- [EXERCISE] Set out exactly, line by line, the stretch of data below that begins at the line containing "Don't try to" and ends at the line containing "- a lot of wkt", with both ends kept.

(Stored items from a collection)

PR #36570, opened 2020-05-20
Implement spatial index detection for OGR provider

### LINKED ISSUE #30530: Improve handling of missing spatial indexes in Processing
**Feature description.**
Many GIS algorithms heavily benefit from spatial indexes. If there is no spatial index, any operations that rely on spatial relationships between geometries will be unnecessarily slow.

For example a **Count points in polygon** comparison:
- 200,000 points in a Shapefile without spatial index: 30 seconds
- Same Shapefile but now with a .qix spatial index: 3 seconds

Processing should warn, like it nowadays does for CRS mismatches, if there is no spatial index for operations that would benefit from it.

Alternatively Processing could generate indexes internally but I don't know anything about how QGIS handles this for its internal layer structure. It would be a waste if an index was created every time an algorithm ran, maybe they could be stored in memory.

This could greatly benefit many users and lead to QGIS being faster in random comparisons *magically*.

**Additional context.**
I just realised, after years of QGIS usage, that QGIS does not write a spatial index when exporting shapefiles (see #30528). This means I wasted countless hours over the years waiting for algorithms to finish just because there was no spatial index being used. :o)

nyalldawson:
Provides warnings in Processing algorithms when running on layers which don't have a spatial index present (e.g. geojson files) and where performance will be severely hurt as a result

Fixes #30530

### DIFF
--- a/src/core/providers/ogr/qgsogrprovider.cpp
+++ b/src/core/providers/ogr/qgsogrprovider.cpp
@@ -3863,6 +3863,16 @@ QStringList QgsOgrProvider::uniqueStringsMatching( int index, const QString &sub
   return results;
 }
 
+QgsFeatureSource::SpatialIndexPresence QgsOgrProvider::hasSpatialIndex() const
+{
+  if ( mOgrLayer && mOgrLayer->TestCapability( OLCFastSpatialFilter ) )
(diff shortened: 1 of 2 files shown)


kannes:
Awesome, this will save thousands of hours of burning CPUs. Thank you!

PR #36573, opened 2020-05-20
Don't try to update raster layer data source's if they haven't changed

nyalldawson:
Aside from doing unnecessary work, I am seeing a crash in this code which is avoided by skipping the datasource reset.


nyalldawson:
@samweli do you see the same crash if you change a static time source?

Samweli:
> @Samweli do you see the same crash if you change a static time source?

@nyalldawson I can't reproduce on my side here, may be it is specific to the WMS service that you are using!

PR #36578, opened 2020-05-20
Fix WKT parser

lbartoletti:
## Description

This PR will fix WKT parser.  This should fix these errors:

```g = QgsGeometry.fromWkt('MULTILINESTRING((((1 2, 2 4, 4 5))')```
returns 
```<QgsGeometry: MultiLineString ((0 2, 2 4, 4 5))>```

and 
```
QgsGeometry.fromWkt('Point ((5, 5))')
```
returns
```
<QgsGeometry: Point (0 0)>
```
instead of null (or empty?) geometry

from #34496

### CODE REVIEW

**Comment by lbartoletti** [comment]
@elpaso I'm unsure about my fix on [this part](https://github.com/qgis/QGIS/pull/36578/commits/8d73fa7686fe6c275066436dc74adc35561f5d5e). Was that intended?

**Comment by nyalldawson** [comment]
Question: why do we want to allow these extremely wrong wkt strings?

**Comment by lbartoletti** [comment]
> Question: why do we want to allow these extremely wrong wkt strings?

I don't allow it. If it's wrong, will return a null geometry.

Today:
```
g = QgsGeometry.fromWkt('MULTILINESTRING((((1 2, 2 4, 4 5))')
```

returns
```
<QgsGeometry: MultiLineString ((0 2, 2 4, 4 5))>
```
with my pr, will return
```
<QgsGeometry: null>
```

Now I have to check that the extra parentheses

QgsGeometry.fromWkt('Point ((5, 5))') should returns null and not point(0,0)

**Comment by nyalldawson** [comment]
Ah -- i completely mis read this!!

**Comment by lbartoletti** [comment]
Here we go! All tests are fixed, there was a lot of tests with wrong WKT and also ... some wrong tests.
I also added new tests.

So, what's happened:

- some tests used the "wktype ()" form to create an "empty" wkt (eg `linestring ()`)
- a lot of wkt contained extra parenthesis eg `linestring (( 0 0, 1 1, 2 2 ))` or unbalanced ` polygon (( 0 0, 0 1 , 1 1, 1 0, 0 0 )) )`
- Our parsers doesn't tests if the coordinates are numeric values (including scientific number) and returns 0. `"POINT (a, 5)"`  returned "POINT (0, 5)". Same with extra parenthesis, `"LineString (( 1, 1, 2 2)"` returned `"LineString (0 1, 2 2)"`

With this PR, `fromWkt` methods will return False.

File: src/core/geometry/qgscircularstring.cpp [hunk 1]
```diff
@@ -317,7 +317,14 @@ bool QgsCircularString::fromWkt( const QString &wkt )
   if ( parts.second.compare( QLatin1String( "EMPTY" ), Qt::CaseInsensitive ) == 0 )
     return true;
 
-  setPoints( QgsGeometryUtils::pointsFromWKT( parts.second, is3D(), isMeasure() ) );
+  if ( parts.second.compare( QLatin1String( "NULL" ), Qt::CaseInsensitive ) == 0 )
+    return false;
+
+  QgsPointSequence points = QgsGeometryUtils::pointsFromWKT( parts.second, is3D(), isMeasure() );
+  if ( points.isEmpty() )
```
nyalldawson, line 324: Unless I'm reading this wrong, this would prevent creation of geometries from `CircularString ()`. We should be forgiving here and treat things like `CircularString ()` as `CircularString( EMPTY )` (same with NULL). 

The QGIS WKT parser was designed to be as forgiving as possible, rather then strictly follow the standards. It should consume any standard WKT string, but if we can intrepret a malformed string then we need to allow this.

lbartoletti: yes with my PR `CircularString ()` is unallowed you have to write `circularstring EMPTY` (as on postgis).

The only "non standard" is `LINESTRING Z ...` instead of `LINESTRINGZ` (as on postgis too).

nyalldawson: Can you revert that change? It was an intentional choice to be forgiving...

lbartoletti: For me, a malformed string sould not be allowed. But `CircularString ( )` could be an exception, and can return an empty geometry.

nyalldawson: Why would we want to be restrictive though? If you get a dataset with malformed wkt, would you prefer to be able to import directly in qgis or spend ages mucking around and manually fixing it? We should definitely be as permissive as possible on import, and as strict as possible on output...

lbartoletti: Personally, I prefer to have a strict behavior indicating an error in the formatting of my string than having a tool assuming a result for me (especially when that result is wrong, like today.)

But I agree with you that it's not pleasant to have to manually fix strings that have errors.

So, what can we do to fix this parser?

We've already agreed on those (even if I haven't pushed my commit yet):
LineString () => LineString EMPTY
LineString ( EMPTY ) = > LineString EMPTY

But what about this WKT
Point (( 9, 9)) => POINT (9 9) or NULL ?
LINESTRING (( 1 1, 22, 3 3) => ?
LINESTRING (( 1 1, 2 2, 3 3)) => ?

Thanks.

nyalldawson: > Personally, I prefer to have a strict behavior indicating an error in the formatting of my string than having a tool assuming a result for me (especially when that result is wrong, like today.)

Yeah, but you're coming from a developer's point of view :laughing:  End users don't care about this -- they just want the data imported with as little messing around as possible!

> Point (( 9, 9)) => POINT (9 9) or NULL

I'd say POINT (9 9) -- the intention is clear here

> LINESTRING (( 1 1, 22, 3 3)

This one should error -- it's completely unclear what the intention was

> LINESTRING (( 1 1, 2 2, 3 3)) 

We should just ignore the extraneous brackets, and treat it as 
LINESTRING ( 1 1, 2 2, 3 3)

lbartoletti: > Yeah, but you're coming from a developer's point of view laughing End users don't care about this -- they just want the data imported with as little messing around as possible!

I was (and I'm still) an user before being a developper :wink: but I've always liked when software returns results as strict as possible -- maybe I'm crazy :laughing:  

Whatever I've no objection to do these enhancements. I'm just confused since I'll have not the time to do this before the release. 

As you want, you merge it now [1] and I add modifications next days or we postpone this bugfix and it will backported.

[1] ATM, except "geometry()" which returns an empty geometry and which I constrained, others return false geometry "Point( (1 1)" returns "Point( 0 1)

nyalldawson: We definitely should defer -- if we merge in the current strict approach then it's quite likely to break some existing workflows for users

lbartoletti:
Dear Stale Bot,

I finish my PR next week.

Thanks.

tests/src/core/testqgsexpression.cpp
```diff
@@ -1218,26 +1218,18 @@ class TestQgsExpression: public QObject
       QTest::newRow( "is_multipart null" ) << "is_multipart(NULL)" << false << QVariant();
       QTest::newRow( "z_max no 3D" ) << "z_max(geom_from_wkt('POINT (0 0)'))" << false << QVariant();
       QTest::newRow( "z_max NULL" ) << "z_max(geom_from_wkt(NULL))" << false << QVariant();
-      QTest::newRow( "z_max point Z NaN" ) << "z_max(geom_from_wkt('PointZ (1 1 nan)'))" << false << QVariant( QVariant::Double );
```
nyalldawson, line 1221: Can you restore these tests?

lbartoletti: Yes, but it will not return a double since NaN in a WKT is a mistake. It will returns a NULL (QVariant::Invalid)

- [RESPONSE]
Don't try to update raster layer data source's if they haven't changed

nyalldawson:
Aside from doing unnecessary work, I am seeing a crash in this code which is avoided by skipping the datasource reset.


nyalldawson:
@samweli do you see the same crash if you change a static time source?

Samweli:
> @Samweli do you see the same crash if you change a static time source?

@nyalldawson I can't reproduce on my side here, may be it is specific to the WMS service that you are using!

PR #36578, opened 2020-05-20
Fix WKT parser

lbartoletti:
## Description

This PR will fix WKT parser.  This should fix these errors:

```g = QgsGeometry.fromWkt('MULTILINESTRING((((1 2, 2 4, 4 5))')```
returns 
```<QgsGeometry: MultiLineString ((0 2, 2 4, 4 5))>```

and 
```
QgsGeometry.fromWkt('Point ((5, 5))')
```
returns
```
<QgsGeometry: Point (0 0)>
```
instead of null (or empty?) geometry

from #34496

### CODE REVIEW

**Comment by lbartoletti** [comment]
@elpaso I'm unsure about my fix on [this part](https://github.com/qgis/QGIS/pull/36578/commits/8d73fa7686fe6c275066436dc74adc35561f5d5e). Was that intended?

**Comment by nyalldawson** [comment]
Question: why do we want to allow these extremely wrong wkt strings?

**Comment by lbartoletti** [comment]
> Question: why do we want to allow these extremely wrong wkt strings?

I don't allow it. If it's wrong, will return a null geometry.

Today:
```
g = QgsGeometry.fromWkt('MULTILINESTRING((((1 2, 2 4, 4 5))')
```

returns
```
<QgsGeometry: MultiLineString ((0 2, 2 4, 4 5))>
```
with my pr, will return
```
<QgsGeometry: null>
```

Now I have to check that the extra parentheses

QgsGeometry.fromWkt('Point ((5, 5))') should returns null and not point(0,0)

**Comment by nyalldawson** [comment]
Ah -- i completely mis read this!!

**Comment by lbartoletti** [comment]
Here we go! All tests are fixed, there was a lot of tests with wrong WKT and also ... some wrong tests.
I also added new tests.

So, what's happened:

- some tests used the "wktype ()" form to create an "empty" wkt (eg `linestring ()`)
- a lot of wkt contained extra parenthesis eg `linestring (( 0 0, 1 1, 2 2 ))` or unbalanced ` polygon (( 0 0, 0 1 , 1 1, 1 0, 0 0 )) )`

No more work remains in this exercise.